======== EXERCISE DATA

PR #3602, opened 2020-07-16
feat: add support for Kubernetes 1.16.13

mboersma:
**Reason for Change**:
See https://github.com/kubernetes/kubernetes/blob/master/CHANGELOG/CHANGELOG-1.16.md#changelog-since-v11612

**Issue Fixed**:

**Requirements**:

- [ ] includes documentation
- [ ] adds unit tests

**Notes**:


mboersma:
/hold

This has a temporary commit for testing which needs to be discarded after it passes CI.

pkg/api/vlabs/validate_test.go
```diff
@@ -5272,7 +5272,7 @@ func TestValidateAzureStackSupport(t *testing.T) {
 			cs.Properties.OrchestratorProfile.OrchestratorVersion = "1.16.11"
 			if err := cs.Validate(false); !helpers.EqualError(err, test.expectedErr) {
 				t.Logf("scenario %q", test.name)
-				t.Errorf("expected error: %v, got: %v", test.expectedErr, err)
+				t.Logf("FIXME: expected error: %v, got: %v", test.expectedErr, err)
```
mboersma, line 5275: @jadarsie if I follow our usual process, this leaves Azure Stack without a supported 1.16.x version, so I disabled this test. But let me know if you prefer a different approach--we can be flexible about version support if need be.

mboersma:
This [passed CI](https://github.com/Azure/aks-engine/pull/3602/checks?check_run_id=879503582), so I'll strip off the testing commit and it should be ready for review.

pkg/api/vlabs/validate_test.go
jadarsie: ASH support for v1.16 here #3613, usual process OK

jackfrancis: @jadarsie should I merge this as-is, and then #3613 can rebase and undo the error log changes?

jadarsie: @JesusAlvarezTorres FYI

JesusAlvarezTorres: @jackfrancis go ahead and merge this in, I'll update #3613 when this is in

================
======== EXERCISE DATA

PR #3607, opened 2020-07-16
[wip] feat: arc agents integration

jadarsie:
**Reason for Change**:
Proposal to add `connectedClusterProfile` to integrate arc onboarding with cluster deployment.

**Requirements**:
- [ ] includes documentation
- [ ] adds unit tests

================
======== EXERCISE DATA

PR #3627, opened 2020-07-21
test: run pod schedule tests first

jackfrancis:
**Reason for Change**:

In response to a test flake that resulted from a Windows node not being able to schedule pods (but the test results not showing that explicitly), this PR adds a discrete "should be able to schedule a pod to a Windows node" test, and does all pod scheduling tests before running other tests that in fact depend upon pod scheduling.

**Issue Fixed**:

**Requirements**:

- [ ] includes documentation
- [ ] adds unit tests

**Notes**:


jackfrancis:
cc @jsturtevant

================

YOUR TASK:
Among the records above, repeat exactly the line with "PR #3602, opened 2020-07-16", the line with "JesusAlvarezTorres: @jackfrancis go", and every line in between, and only those.

ANSWER FOR THIS EXERCISE:
PR #3602, opened 2020-07-16
feat: add support for Kubernetes 1.16.13

mboersma:
**Reason for Change**:
See https://github.com/kubernetes/kubernetes/blob/master/CHANGELOG/CHANGELOG-1.16.md#changelog-since-v11612

**Issue Fixed**:

**Requirements**:

- [ ] includes documentation
- [ ] adds unit tests

**Notes**:


mboersma:
/hold

This has a temporary commit for testing which needs to be discarded after it passes CI.

pkg/api/vlabs/validate_test.go
```diff
@@ -5272,7 +5272,7 @@ func TestValidateAzureStackSupport(t *testing.T) {
 			cs.Properties.OrchestratorProfile.OrchestratorVersion = "1.16.11"
 			if err := cs.Validate(false); !helpers.EqualError(err, test.expectedErr) {
 				t.Logf("scenario %q", test.name)
-				t.Errorf("expected error: %v, got: %v", test.expectedErr, err)
+				t.Logf("FIXME: expected error: %v, got: %v", test.expectedErr, err)
```
mboersma, line 5275: @jadarsie if I follow our usual process, this leaves Azure Stack without a supported 1.16.x version, so I disabled this test. But let me know if you prefer a different approach--we can be flexible about version support if need be.

mboersma:
This [passed CI](https://github.com/Azure/aks-engine/pull/3602/checks?check_run_id=879503582), so I'll strip off the testing commit and it should be ready for review.

pkg/api/vlabs/validate_test.go
jadarsie: ASH support for v1.16 here #3613, usual process OK

jackfrancis: @jadarsie should I merge this as-is, and then #3613 can rebase and undo the error log changes?

jadarsie: @JesusAlvarezTorres FYI

JesusAlvarezTorres: @jackfrancis go ahead and merge this in, I'll update #3613 when this is in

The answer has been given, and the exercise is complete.